Eso fue todo lo que necesitó. En el siguiente aliento, Agustín la agarró, estrellando sus labios contra los de ella en un beso feroz y devorador. Ana se derritió en él, sus manos tirando de su ropa, desesperada por sentir su piel contra la suya.

Sus besos se volvieron frenéticos, desordenados, bocas chocando, dientes rozando. Sus manos vagaban por todas partes a la vez, agarrando su cintura, deslizándose por sus costillas, ahuecando su pecho en un apretón posesivo que la hizo jadear en su boca. Ana respondió con igual fuego. Los botones saltaron y la tela se rasgó mientras se la quitaba.

En un movimiento rápido y fluido, la inmovilizó debajo de él en la cama, su cuerpo presionando el de ella.

La ropa desapareció entre besos y toques frenéticos, esparcida por el suelo, hasta que no había nada entre ellos más que calor y piel desnuda y dolorida. La fricción entre ellos era eléctrica, cada roce de piel encendiendo chispas que corrían por su sangre.

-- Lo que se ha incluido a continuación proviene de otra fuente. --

PR #2045, opened 2016-07-25
remove unused code from CountSet

akiezun:
CountSet is only used in protected and only the following methods are used:
```
add(int);
isEmpty()
max();
size();
min();
```

so i deleted all the other unused code. 

Whether this whole code could be just deleted and any sorted int set implementation used instead (eg TreeSet<Integer> or any subclass of `IntSortedSet` from fast `it.unimi.dsi.fastutil.ints`) is another question.

@droazen whyt?


droazen:
Closing this one, as it seems bad to have a `CountSet` that doesn't implement `Set`. Instead we are creating a ticket in protected to replace usage of this class with a built-in collection that has an efficient min/max operation.

Issue #365, opened 2015-04-09
Indexing output files on the fly


nh13:
As a bioinformatician, I would like any hellbender tool to output an index along with the primary output file, for any output file format that can be indexed (ex. BAM/VCF/BCF/FASTA), so that I do not need to re-read the output file to create an index (looking at you GenotypeVCFs, tabix, and CombineVCFs).

droazen:
Depends on https://github.com/broadinstitute/hellbender/issues/121

akiezun:
needs a way to prevent data races. Otherwise, multiple concurrent tools write the same index file and bad things happen.

nh13:
How about an indexingoutputstream?

lbergelson:
Are data races actually an issue here?  If you have 2 tools creating the same **output** file, that's a problem on it's own.  I think the data race issue was a problem with tools that auto indexed their **input** files.

nh13:
Basically Picard's ```CREATE_INDEX``` command line option should have an analogous option in hellbender.

akiezun:
@lbergelson yes, i meant 2 concurrent tools making indices for the same **input** file. They will both try to write the same index file, with bad consequences.

droazen:
This ticket only deals with on-the-fly indexing of output files. We already know from our experiences with the old GATK that on-the-fly indexing of input files is a bad idea, so I don't think anyone is advocating for that.

akiezun:
renamed the ticker

droazen:
Let's do this one for alpha-1

cmnbroad:
Walkers:
-ReadWalkers These is already done through the GATKTool createSAMWriter for any BAM outputs that are coordinate sorted.
-VariantWalkers We need something in GATKTool similar to createSAMWriter for creating VCFs that honors the index arg.
-IntervalWalkers Not sure what these will need.
-PicardCommandLineTool These already use a common method for creating BAM writers that honors CREATE_INDEX. We need similar thing for VCFs.
-GATKSparkTools should these default to auto indexing as well ? 

Questions:
Right now we have a --createOutputBAMIndex arg for GATK tools - should this be moved down to ReadWalker ?
PicardCommandLineProgram currently has a --CREATE_INDEX arg, documented as being for BAMs.

Should we unify the name of the indexing argument across all of these, or possibly unify down to two, one for alignment output files and one for variant output files ? Some GATK tools (ie., HaplotypeCaller) create both BAM and VCF outs.

[...]

PR #2046, opened 2016-07-26
Common VCFWriter and honor index/md5 arguments.

cmnbroad:
Common VCFWriter creation, and fix for https://github.com/broadinstitute/gatk/issues/365 (for non-Spark tools).

### DIFF
--- a/src/main/java/org/broadinstitute/hellbender/engine/GATKTool.java
+++ b/src/main/java/org/broadinstitute/hellbender/engine/GATKTool.java
@@ -6,18 +6,24 @@ import htsjdk.samtools.SAMSequenceDictionary;
 import htsjdk.samtools.SamReaderFactory;
 import htsjdk.samtools.util.Locatable;
 import htsjdk.tribble.Feature;
+import htsjdk.variant.variantcontext.writer.Options;
+import htsjdk.variant.variantcontext.writer.VariantContextWriter;
 import org.broadinstitute.hellbender.cmdline.Argument;
 import org.broadinstitute.hellbender.cmdline.ArgumentCollection;
 import org.broadinstitute.hellbender.cmdline.CommandLineProgram;
+import org.broadinstitute.hellbender.cmdline.StandardArgumentDefinitions;
 import org.broadinstitute.hellbender.cmdline.argumentcollections.*;
 import org.broadinstitute.hellbender.exceptions.UserException;
 import org.broadinstitute.hellbender.utils.SequenceDictionaryUtils;
 import org.broadinstitute.hellbender.utils.SimpleInterval;
+import org.broadinstitute.hellbender.utils.Utils;
 import org.broadinstitute.hellbender.utils.io.IOUtils;
 import org.broadinstitute.hellbender.utils.read.ReadUtils;
 import org.broadinstitute.hellbender.utils.read.SAMFileGATKReadWriter;
+import org.broadinstitute.hellbender.utils.variant.GATKVariantContextUtils;
 
 import java.io.File;
+import java.util.ArrayList;
 import java.util.Collections;
 import java.util.List;
 
@@ -43,11 +49,30 @@ public abstract class GATKTool extends CommandLineProgram {
     @Argument(fullName = "disableSequenceDictionaryValidation", shortName = "disableSequenceDictionaryValidation", doc = "If specified, do not check the sequence dictionaries from our inputs for compatibility. Use at your own risk!", optional = true)
     private boolean disableSequenceDictionaryValidation = false;
 
-    @Argument(fullName="createOutputBamIndex", shortName="createOutputBamIndex", doc = "If true, create a BAM/CRAM index when writing a coordinate-sorted BAM/CRAM file", optional=true)
+    @Argument(fullName=StandardArgumentDefinitions.CREATE_OUTPUT_BAM_INDEX_LONG_NAME,
+            shortName=StandardArgumentDefinitions.CREATE_OUTPUT_BAM_INDEX_SHORT_NAME,
+            doc = "If true, create a BAM/CRAM index when writing a coordinate-sorted BAM/CRAM file.", optional=true)
     public boolean createOutputBamIndex = true;
 
-    @Argument(fullName="createOutputBamMD5", shortName="createOutputBamMD5", doc = "If true, create a MD5 digest for any BAM/SAM/CRAM file created", optional=true)
+    @Argument(fullName=StandardArgumentDefinitions.CREATE_OUTPUT_BAM_MD5_LONG_NAME,
+            shortName=StandardArgumentDefinitions.CREATE_OUTPUT_BAM_MD5_SHORT_NAME,
+            doc = "If true, create a MD5 digest for any BAM/SAM/CRAM file created", optional=true)
     public boolean createOutputBamMD5 = false;
+
+    @Argument(fullName=StandardArgumentDefinitions.CREATE_OUTPUT_VARIANT_INDEX_LONG_NAME,
+            shortName=StandardArgumentDefinitions.CREATE_OUTPUT_VARIANT_INDEX_SHORT_NAME,
+            doc = "If true, create a VCF index when writing a coordinate-sorted VCF file.", optional=true)
+    public boolean createOutputVariantIndex = true;
+
+    @Argument(fullName=StandardArgumentDefinitions.CREATE_OUTPUT_VARIANT_MD5_LONG_NAME,
+            shortName=StandardArgumentDefinitions.CREATE_OUTPUT_VARIANT_MD5_SHORT_NAME,
+            doc = "If true, create a a MD5 digest any VCF file created.", optional=true)
+    public boolean createOutputVariantMD5 = false;
+
+    @Argument(fullName= StandardArgumentDefinitions.LENIENT_LONG_NAME,
+            shortName = StandardArgumentDefinitions.LENIENT_SHORT_NAME,
+            doc = "Lenient processing of VCF files", common = true, optional = true)
+    protected boolean lenientVCFProcessing = false;
 
     @Argument(fullName="addOutputSAMProgramRecord", shortName="addOutputSAMProgramRecord", doc = "If true, adds a PG tag to created SAM/BAM/CRAM files.", optional=true)
     public boolean addOutputSAMProgramRecord = true;
@@ -418,6 +443,40 @@ public abstract class GATKTool extends CommandLineProgram {
                                 createOutputBamMD5
                         )
         );
+    }
+
+    /**
+     * Creates a VariantContextWriter whose outputFile type is determined by
+     * the outFile's extension, using the best available sequence dictionary for
+     * this tool, and default index, leniency and md5 generation settings.
+     *
+     * @param outFile output File for this writer. May not be null.
+     * @returns VariantContextWriter must be closed by the caller
+     */
+    public VariantContextWriter createVCFWriter(final File outFile) {
+        Utils.nonNull(outFile);
+
+        final SAMSequenceDictionary sequenceDictionary = getBestAvailableSequenceDictionary();
+
+        List<Options> options = new ArrayList<>();
+        if (lenientVCFProcessing) {
+            options.add(Options.ALLOW_MISSING_FIELDS_IN_HEADER);
+        }
+
+        if (createOutputVariantIndex) {
+            if (null == sequenceDictionary) {
+                logger.warn("An variant index will not be created - a sequence dictionary is required to create an output index");
+                // fall through and create without an index
+            } else {
+                options.add(Options.INDEX_ON_THE_FLY);
+            }
+        }
+
+        return GATKVariantContextUtils.createVCFWriter(
+                outFile,
+                sequenceDictionary,
+                createOutputVariantMD5,
+                options.toArray(new Options[options.size()]));
     }
 
     /**
--- a/src/main/java/org/broadinstitute/hellbender/tools/walkers/filters/VariantFiltration.java
+++ b/src/main/java/org/broadinstitute/hellbender/tools/walkers/filters/VariantFiltration.java
@@ -4,9 +4,7 @@ import com.google.common.collect.Sets;
 import htsjdk.tribble.Feature;
 import htsjdk.variant.variantcontext.*;
 import htsjdk.variant.variantcontext.VariantContextUtils.JexlVCMatchExp;
-import htsjdk.variant.variantcontext.writer.Options;
 import htsjdk.variant.variantcontext.writer.VariantContextWriter;
-import htsjdk.variant.variantcontext.writer.VariantContextWriterBuilder;
 import htsjdk.variant.vcf.*;
 import org.broadinstitute.hellbender.cmdline.Argument;
 import org.broadinstitute.hellbender.cmdline.CommandLineProgramProperties;
@@ -16,6 +14,7 @@ import org.broadinstitute.hellbender.engine.*;
 import org.broadinstitute.hellbender.exceptions.UserException;
 import org.broadinstitute.hellbender.utils.IntervalUtils;
 
+import java.io.File;
 import java.util.*;
 import java.util.stream.Collectors;
 
@@ -199,8 +198,7 @@ public final class VariantFiltration extends VariantWalker {
     }
 
     private void initializeVcfWriter() {
-        //TODO remove hardwiring to output VCFs
-        writer = new VariantContextWriterBuilder().setOutputFile(out).setOutputFileType(VariantContextWriterBuilder.OutputType.VCF).unsetOption(Options.INDEX_ON_THE_FLY).build();
+        writer = createVCFWriter(new File(out));
 
         // setup the header fields
         final Set<VCFHeaderLine> hInfo = new LinkedHashSet<>();
--- a/src/main/java/org/broadinstitute/hellbender/utils/variant/GATKVariantContextUtils.java
+++ b/src/main/java/org/broadinstitute/hellbender/utils/variant/GATKVariantContextUtils.java
@@ -2,12 +2,14 @@ package org.broadinstitute.hellbender.utils.variant;
 
 import htsjdk.samtools.SAMSequenceDictionary;
 import htsjdk.samtools.util.Locatable;
+import htsjdk.tribble.AbstractFeatureReader;
 import htsjdk.tribble.TribbleException;
 import htsjdk.variant.variantcontext.*;
 import htsjdk.variant.variantcontext.writer.Options;
 import htsjdk.variant.variantcontext.writer.VariantContextWriter;
 import htsjdk.variant.variantcontext.writer.VariantContextWriterBuilder;
 import htsjdk.variant.vcf.VCFConstants;
+import org.apache.commons.io.FilenameUtils;
 import org.apache.commons.lang3.ArrayUtils;
 import org.apache.commons.lang3.tuple.MutablePair;
 import org.apache.commons.lang3.tuple.Pair;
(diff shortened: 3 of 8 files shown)


src/main/java/org/broadinstitute/hellbender/engine/GATKTool.java
```diff
@@ -43,12 +48,31 @@
     @Argument(fullName = "disableSequenceDictionaryValidation", shortName = "disableSequenceDictionaryValidation", doc = "If specified, do not check the sequence dictionaries from our inputs for compatibility. Use at your own risk!", optional = true)
     private boolean disableSequenceDictionaryValidation = false;
 
-    @Argument(fullName="createOutputBamIndex", shortName="createOutputBamIndex", doc = "If true, create a BAM/CRAM index when writing a coordinate-sorted BAM/CRAM file", optional=true)
+    @Argument(fullName=StandardArgumentDefinitions.CREATE_OUTPUT_BAM_INDEX_LONG_NAME,
+            shortName=StandardArgumentDefinitions.CREATE_OUTPUT_BAM_INDEX_SHORT_NAME,
+            doc = "If true, create a BAM/CRAM index when writing a coordinate-sorted BAM/CRAM file.", optional=true)
     public boolean createOutputBamIndex = true;
```
lbergelson: in general we avoid boolean flags that default to true.  Could you invert these so they're `dontCreateOutputBamIndex` etc.

src/main/java/org/broadinstitute/hellbender/engine/GATKTool.java
```diff
@@ -421,6 +445,47 @@ public final SAMFileGATKReadWriter createSAMWriter(final File outputFile, final
...
+
+        final SAMSequenceDictionary sequenceDictionary = getBestAvailableSequenceDictionary();
+        Options options[];
+
+        if (createOutputVariantIndex) {
+            if (null == sequenceDictionary) {
+                logger.warn("An variant index will not be created - a sequence dictionary is required to create an output index");
+                // fall through and create without an index
+                options = lenientVCFProcessing ?
+                        new Options[]{Options.ALLOW_MISSING_FIELDS_IN_HEADER} :
```
lbergelson: This logic is way more complicated than it needs to be.  Can you just use a 'List' instead of the '[]' and simply check each case and append or don't instead of repeating the ternary expressions for case?  Then just convert to array at the end.

src/main/java/org/broadinstitute/hellbender/engine/GATKTool.java
```diff
@@ -421,6 +445,47 @@ public final SAMFileGATKReadWriter createSAMWriter(final File outputFile, final
     }
 
     /**
+     * Creates a VariantContextWriter who's outputFile type is determined by
+     * the outFile's extension, using the best available sequence dictionary for
+     * this tool, and default index, leniency and md5 generation settings.
+     *
+     * @param outFile output File for this writer. May not be null.
+     * @returns VariantContextWriter must be closed by the caller
```
lbergelson: Why not have GatkTool keep a list of these and close them itself?

src/main/java/org/broadinstitute/hellbender/utils/variant/GATKVariantContextUtils.java
```diff
@@ -40,40 +42,69 @@ public static boolean isInformative(final double[] gls) {
...
+
         for (Options opt : options) {
             vcWriterBuilder = vcWriterBuilder.setOption(opt);
         }
 
         return vcWriterBuilder.build();
     }
 
+    // Determine the variant file type from the file extension.
+    // This should really be exposed in htsjdk from AbstractFeatureReader
```
lbergelson: could you open a ticket in htsjdk so we don't forget about it?

src/main/java/org/broadinstitute/hellbender/engine/GATKTool.java
lbergelson: I guess the existing createSAMWriter() doesn't do it either, but it seems like maybe both of them should keep track of what they've created and try to close them at the end...

src/test/java/org/broadinstitute/hellbender/engine/GATKToolUnitTest.java
```diff
@@ -281,4 +321,207 @@ public void testBestSequenceDictionary_fromNothing() throws Exception {
...
+            final GATKTool tool,
+            final boolean createIndex,
+            final boolean createMD5,
+            final boolean lenient) throws IOException
+    {
+        final File tmpDir = createTempDir("createVCFTest");
+        final File outputFile = new File(tmpDir.getAbsolutePath(), "createVCFTest" + outputExtension);
+
+        List<String> args = new ArrayList<>();
+        args.add("--input"); args.add(inputFile.getCanonicalPath());
```
lbergelson: we have some ArgumentsBuilder convenience methods to do this less verbosely if you prefer

src/test/java/org/broadinstitute/hellbender/engine/GATKToolUnitTest.java
```diff
@@ -281,4 +321,207 @@ public void testBestSequenceDictionary_fromNothing() throws Exception {
...
+        args.add("--out"); args.add(outputFile.getCanonicalPath());
+        args.add("--createOutputVariantIndex"); args.add(Boolean.toString(createIndex));
+        args.add("--createOutputVariantMD5"); args.add(Boolean.toString(createMD5));
+        if (lenient) {
+            args.add("--lenient");
+        }
+
+        final CommandLineParser clp = new CommandLineParser(tool);
+        clp.parseArguments(System.out, args.toArray(new String[args.size()]));
```
lbergelson: args.getArgsArray()

lbergelson:
@cmnbroad Back you with a minor refactoring request.  It seems to me that GATKTool should try and close it's own writers, but maybe there's a reason not to that I'm missing?

src/main/java/org/broadinstitute/hellbender/engine/GATKTool.java
droazen: I disagree in this case, actually (though I agree with the general principle of not having boolean args that default to true, in general). If @cmnbroad inverted this arg, it would be inconsistent with `createOutputBamMD5`, etc., below, which would be confusing. Recommend keeping all of these args as `create*` instead of a mix of `dontCreate*` and `create*`

src/main/java/org/broadinstitute/hellbender/engine/GATKTool.java
```diff
@@ -421,6 +445,47 @@ public final SAMFileGATKReadWriter createSAMWriter(final File outputFile, final
     }
 
     /**
+     * Creates a VariantContextWriter who's outputFile type is determined by
```
droazen: `who's`

src/main/java/org/broadinstitute/hellbender/engine/GATKTool.java
droazen: The current contract is that walkers must close their own writers. We can change this (and probably should), but I think it should be done in a separate ticket.

src/main/java/org/broadinstitute/hellbender/tools/walkers/filters/VariantFiltration.java
```diff
@@ -199,8 +198,7 @@ private String possiblyInvertFilterExpression( final String description ){
     }
 
     private void initializeVcfWriter() {
-        //TODO remove hardwiring to output VCFs
-        writer = new VariantContextWriterBuilder().setOutputFile(out).setOutputFileType(VariantContextWriterBuilder.OutputType.VCF).unsetOption(Options.INDEX_ON_THE_FLY).build();
+        writer = createVCFWriter(new File(out));
```
droazen: Can you have a look at `HaplotypeCallerEngine.makeVCFWriter()` in gatk-protected, and see whether that method can be made to be consistent with your work in this branch, and create a new ticket to patch it? It calls `GATKVariantContextUtils.createVCFWriter()`, but sometimes it constructs a new `GVCFWriter`. You may need a way to create a `GVCFWriter` at the `GATKTool` level, as well as a static entry point not tied to the tool instance (but we can deal with this in a separate ticket)

src/main/java/org/broadinstitute/hellbender/utils/variant/GATKVariantContextUtils.java
```diff
@@ -40,40 +42,69 @@ public static boolean isInformative(final double[] gls) {
     }
 
     /**
-     * Creates a VariantContextWriter who's outputFile type is <code>VariantContextWriterBuilder.OutputType.VCF</code>.
+     * Creates a VariantContextWriter who's outputFile type is based on the extension of the output file name.
```
droazen: `who's` -> `whose`

src/main/java/org/broadinstitute/hellbender/utils/variant/GATKVariantContextUtils.java
```diff
@@ -40,40 +42,69 @@ public static boolean isInformative(final double[] gls) {
...
+                new VariantContextWriterBuilder().clearOptions().setOutputFile(outFile);
+
+        if (VariantContextWriterBuilder.OutputType.UNSPECIFIED == getVariantFileTypeFromExtension(outFile)) {
+            // the only way the user has to specify an output type is by file extension, and htsjdk
+            // throws if it can't map the file extension to a known vcf type, so fallback to a default
+            // of VCF
+            logger.warn(String.format(
+                    "Can't determine output variant file format from output file extension \"%s\". Defaulting to VCF.",
+                    FilenameUtils.getExtension(outFile.getPath())));
+            vcWriterBuilder = vcWriterBuilder.setOutputFileType(VariantContextWriterBuilder.OutputType.VCF);
```
droazen: Does this not need to be explicitly set in the other case (`VariantContextWriterBuilder.OutputType.UNSPECIFIED != getVariantFileTypeFromExtension(outFile)`)?

src/main/java/org/broadinstitute/hellbender/utils/variant/GATKVariantContextUtils.java
```diff
@@ -40,40 +42,69 @@ public static boolean isInformative(final double[] gls) {
...
 
         return vcWriterBuilder.build();
     }
 
+    // Determine the variant file type from the file extension.
+    // This should really be exposed in htsjdk from AbstractFeatureReader
+    private static VariantContextWriterBuilder.OutputType getVariantFileTypeFromExtension(final File outputFile) {
+        final String extension = FilenameUtils.getExtension(outputFile.getPath()).toLowerCase();
+
+        if (extension.equals("vcf")) {
```
droazen: What about the gzipped versions of these?

droazen: Declare these extensions as constants in `VcfUtils`

src/main/java/org/broadinstitute/hellbender/utils/variant/GATKVariantContextUtils.java
```diff
@@ -40,40 +42,69 @@ public static boolean isInformative(final double[] gls) {
...
-     * @param outFile output File for this writer
+     * @param outFile output File for this writer. May not be null.
      * @param referenceDictionary required if on the fly indexing is set, otherwise can be null
-     * @param lenientProcessing true if ALLOW_MISSING_FIELDS_IN_HEADER option should be set
-     * @param options variable length list of additional options to be set for this writer
+     * @param createMD5 true if an md5 file should be created
+     * @param options variable length list of additional Options to be set for this writer
      * @returns VariantContextWriter must be closed by the caller
      */
     public static VariantContextWriter createVCFWriter(
```
droazen: This method should be able to create a `GVCFWriter` as well. GATK3 uses the semi-unofficial file extension `.g.vcf` for GVCFs.

src/test/java/org/broadinstitute/hellbender/engine/GATKToolUnitTest.java
```diff
@@ -281,4 +321,207 @@ public void testBestSequenceDictionary_fromNothing() throws Exception {
...
+
+        final VariantContextWriter writer = tool.createVCFWriter(outputFile);
+        writer.close();
+
+        final File outFileIndex = new File(outputFile.getAbsolutePath() + indexExtension);
+        final File outFileMD5 = new File(outputFile.getAbsolutePath() + ".md5");
+
+        Assert.assertTrue(outputFile.exists());
+        Assert.assertEquals(outFileIndex.exists(), createIndex);
+        Assert.assertEquals(outFileMD5.exists(), createMD5);
```
droazen: Add error messages for when the asserts fail

src/test/java/org/broadinstitute/hellbender/utils/variant/GATKVariantContextUtilsUnitTest.java
```diff
@@ -1733,30 +1737,197 @@ public void testTotalPloidy(final int[] ploidies, final int defaultPloidy, final
...
+
+        Options options[] = createIndex ?
+                new Options[] {Options.INDEX_ON_THE_FLY} :
+                new Options[] {};
+        try (final VariantContextWriter writer = GATKVariantContextUtils.createVCFWriter(
+                outputFile,
+                makeSimpleSequenceDictionary(),
+                createMD5,
+                options)) {
+            writeHeaderAndBadVariant(writer, false);
```
droazen: Why are you writing a "bad" variant in this `testCreateVCFWriterWithOptions` test case?

src/test/java/org/broadinstitute/hellbender/utils/variant/GATKVariantContextUtilsUnitTest.java
```diff
@@ -1733,30 +1737,197 @@ public void testTotalPloidy(final int[] ploidies, final int defaultPloidy, final
...
+            afr = AbstractFeatureReader.getFeatureReader(
+                    resultVCFFile.getAbsolutePath(),
+                    new VCFCodec(),
+                    createIndex);
+        }
+        else {
+            throw new IllegalArgumentException("Unknown file extension in createVCFWriter test validation");
+        }
+
+        Assert.assertNotEquals(null, afr);
```
droazen: `Assert.assertNotNull()`

src/test/java/org/broadinstitute/hellbender/utils/variant/GATKVariantContextUtilsUnitTest.java
```diff
@@ -1733,30 +1737,197 @@ public void testTotalPloidy(final int[] ploidies, final int defaultPloidy, final
...
+        Assert.assertTrue(outputFile.exists());
+        Assert.assertEquals(outFileIndex.exists(), createIndex);
+        Assert.assertEquals(outFileMD5.exists(), createMD5);
+
+        verifyFileType(outputFile, outputExtension, createIndex);
+    }
+
+    // just make sure we can read the file with the corresponding codec
+    private void verifyFileType(final File resultVCFFile, final String outputExtension, final boolean createIndex) {
+        AbstractFeatureReader<?, ?> afr = null;
```
droazen: Close this reader before the method returns

src/test/java/org/broadinstitute/hellbender/utils/variant/GATKVariantContextUtilsUnitTest.java
```diff
@@ -1733,30 +1737,197 @@ public void testTotalPloidy(final int[] ploidies, final int defaultPloidy, final
...
+                    createIndex);
+        }
+        else if (outputExtension.equals(".vcf.bgz") ||
+                outputExtension.equals(".vcf.gz") ||
+                outputExtension.equals(".tmp")) {
+            afr = AbstractFeatureReader.getFeatureReader(
+                    resultVCFFile.getAbsolutePath(),
+                    new VCFCodec(),
+                    createIndex);
+        }
```
droazen: Would be simpler to just construct a `FeatureDataSource` and make sure that you don't get an exception, instead of building the reader manually like this.

src/test/java/org/broadinstitute/hellbender/utils/variant/GATKVariantContextUtilsUnitTest.java
```diff
@@ -1733,30 +1737,197 @@ public void testTotalPloidy(final int[] ploidies, final int defaultPloidy, final
...
+
+        final VariantContextBuilder vcBuilder = new VariantContextBuilder("","chr1", 1, 1, Arrays.asList(Aref));
+        if (writeBadVariant) { // test leniency
+            vcBuilder.attribute("fake", new Object());
+        }
+        final VariantContext vc = vcBuilder.make();
+        writer.add(vc);
     }
+
+    public SAMSequenceDictionary makeSimpleSequenceDictionary() {
```
droazen: `private`

droazen:
Did a review pass on this as well, and added my comments. Back to @cmnbroad

src/main/java/org/broadinstitute/hellbender/tools/walkers/filters/VariantFiltration.java
cmnbroad: Created a ticket https://github.com/broadinstitute/gatk/issues/2102.

src/main/java/org/broadinstitute/hellbender/engine/GATKTool.java
cmnbroad: Yeah. Much better. Done.

src/main/java/org/broadinstitute/hellbender/utils/variant/GATKVariantContextUtils.java
cmnbroad: No, VariantContextWriterBuilder will derive the output type itself based on the file extension, its just that its not very forgiving and throws if it doesn't recognize they extension as a known type (i.e, a name that ends in .tmp). Perhaps I shouldn't be trying to do this at all, and we should just let it throw if such cases. Let me know what you think.

src/main/java/org/broadinstitute/hellbender/utils/variant/GATKVariantContextUtils.java
cmnbroad: I'm reconsidering whether I should be doing this at all, see comment above.

src/main/java/org/broadinstitute/hellbender/utils/variant/GATKVariantContextUtils.java
cmnbroad: Done.

src/test/java/org/broadinstitute/hellbender/engine/GATKToolUnitTest.java
cmnbroad: Done.

src/test/java/org/broadinstitute/hellbender/engine/GATKToolUnitTest.java
cmnbroad: Done.

src/test/java/org/broadinstitute/hellbender/engine/GATKToolUnitTest.java
cmnbroad: Done.

src/test/java/org/broadinstitute/hellbender/utils/variant/GATKVariantContextUtilsUnitTest.java
cmnbroad: I'm not, its just a bad name. The second arg ("false" in this case) determines whether to write the bad variant. I've separated this into two separate methods to make it clearer.

src/test/java/org/broadinstitute/hellbender/utils/variant/GATKVariantContextUtilsUnitTest.java
cmnbroad: Done.

src/test/java/org/broadinstitute/hellbender/utils/variant/GATKVariantContextUtilsUnitTest.java
cmnbroad: Done.

src/test/java/org/broadinstitute/hellbender/utils/variant/GATKVariantContextUtilsUnitTest.java
cmnbroad: Done.

src/test/java/org/broadinstitute/hellbender/utils/variant/GATKVariantContextUtilsUnitTest.java
cmnbroad: Done.

src/main/java/org/broadinstitute/hellbender/engine/GATKTool.java
cmnbroad: Leaving these as is.

src/main/java/org/broadinstitute/hellbender/engine/GATKTool.java

src/main/java/org/broadinstitute/hellbender/utils/variant/GATKVariantContextUtils.java
lbergelson: Is that something we want this method to do?  We'd have to add additional parameters to this method to take the gqPartitions and default ploidy.  I'm not sure any tools that aren't haplotype caller would want to write a gvcf, so I think it would be ok if it just does the wrapping of the output writer manually still?

src/main/java/org/broadinstitute/hellbender/engine/GATKTool.java
cmnbroad: We have a ticket (https://github.com/broadinstitute/gatk/issues/121) for the work to create and manage these automatically.

src/main/java/org/broadinstitute/hellbender/utils/variant/GATKVariantContextUtils.java
cmnbroad: Done.

src/main/java/org/broadinstitute/hellbender/utils/variant/GATKVariantContextUtils.java
cmnbroad: Added this note to the #2102 ticket

cmnbroad: Yeah - I suggested exactly the same thing to @droazen yesterday. It makes more sense that overloading this one.

cmnbroad:
I've addressed all the code review comments. I'm questioning the value of setting the VCF writer output type by inspecting the output file extension though. I'm wondering if I should just remove this and let htsjdk throw it can't determine the type from the extension.

lbergelson:
@cmnbroad I think the defaulting to vcf if the file extension is ambiguous is probably better behavior for gatk than crashing.   We can read a vcf with no extension, so it seems symmetrical at least.  What's the downside of including it, is it just the fairly minor added complexity?

cmnbroad:
@lbergelson Yes, I was thinking we're just making it easy to do something suboptimal (make file with a random extension). The complexity is pretty minimal - I'll leave it in since it sounds like you think its at least somewhat useful.

lbergelson:
@cmnbroad 👍  Rebase and merge when ready.  I think people expect to be able to write files with any extension they feel like, and the risks are pretty minimal.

Esta noche, no habría contención, solo una feroz posesión.

Cuando finalmente entró en ella, ambos jadearon, la sensación abrumadora. Ana gimió, sus piernas enredándose alrededor de su cintura, instándolo a acercarse más.

—¡Dios, Ana! Eres perfecta. —Un gemido crudo se desgarró de la garganta de Agustín—. Caliente, acogedora, hecha justo para mí.

El placer era tan feroz que casi dolía. Cada terminación nerviosa gritaba, cada latido retumbaba. Se movía dentro de ella con embestidas poderosas e implacables, cada una más profunda que la anterior, como si estuviera tratando de marcarse en su misma alma.

—Eres mía —gruñó contra sus labios con urgencia salvaje, sintiendo su calidez, su temblor, la forma en que su cuerpo lo acogía.

—Siempre —jadeó ella, sus ojos oscuros y pesados de necesidad.